Any non-compliance with the loan repayment deadline can have consequences. Since the contract with CRBC is not publicly available, there are allegations that one of the provisions stipulates that if the government is unable to repay the loan regularly to the Chinese, the company could seize some of Montenegro's resources. The examples so far, especially the one in Sri Lanka, show that the Chinese contracting party is taking advantage of the weaknesses of countries that have problems such as clientelism and elements of captive states and that are unable to meet their obligations. In the case of Sri Lanka, the Chinese company became the majority owner of the country’s port.
Economic cooperation between Montenegro and Turkey should be significantly improved in the coming years. Following a visit by the Turkish foreign minister in the beginning of this year, it was announced that trade would almost double, and it currently stands at 140m euros. The opening of consulates in Istanbul and northern Montenegro has also been announced. It is interesting to note that the number of registered Turkish companies, currently over 2000, which operate in Montenegro is already higher than, for example. the number of Serbian or Russian companies that have long been at the top. This trend is most often explained by the increased security of Turkish investors after Montenegro's accession to NATO and due to the signed formal agreements on improving cooperation. For the time being, there are no indications that Turkey's increased economic presence will spill over into the political zone of influence. One of the reasons is that Turkey's political influence is channeled through the Bosniak Party (BS) in Montenegro, which is a member of the ruling coalition. This party supports the Government's policy by advocating the democratization of the country within the EU.
As non-Western actors currently do not offer a framework for democratization, do not contribute to reforms in the country and have no long-term agenda, they are not a compatible partner in Montenegro's EU accession, nor are they attractive to the ruling party and the major part of the opposition in that regard. However, due to the mentioned trends, the EU's commitment to the Western Balkans by developing the methodology presented in February 2020 and gradually integrating the countries of the region into EU policies is of great importance.

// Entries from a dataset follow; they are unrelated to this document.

PR #1030, opened 2019-07-25
chore: also remove 'edge' tag when stripping tags

eysi09:


edvald:
Can you give some context for this? Just curious

eysi09:
Yup, it's for generating a clean changelog. The changelog is basically based on the tags so having the `edge` tag in there will add a entry for that in the changelog.

The flow looks like this:

1. Pull all remote tags
2. Delete all pre-release tags locally so that we only have tags like: v0.1.1, v0.2.0, .., v0.10.2. 
3. Also delete the `edge` tag
4. Generate the changelog
5.  Pull all remote tags to reset the original state

eysi09:
Actually, this might not be needed if I tweak the command that generates the changelog. I'll close this for now.

eysi09:
Scratch that, we do need this.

The economic interest and loans that China is offering to the Western Balkans can serve as basis for stronger political influence in this part of Europe, barring EU’s sufficient engagement. In Montenegro, the situation is even more complex, taking into account the unfavorable financial framework for highway construction, which, if the state is unable to repay the loan, can spill over into the political sphere of relations.
Considering that the central problem of realizing the full potential of increased investor interest is the poor condition of rule of law in the country, providing measurable results in the fight against corruption remains a key task and challenge for the Montenegrin government. Precisely this is crucial for building the image of a safe destination. Strengthening integrity measures and their impartial implementation, along with building a rule of law culture, is the only path to democratic and economic consolidation and to potential EU membership. Tackling major corruption scandals would be the first indication of such government commitment and determination.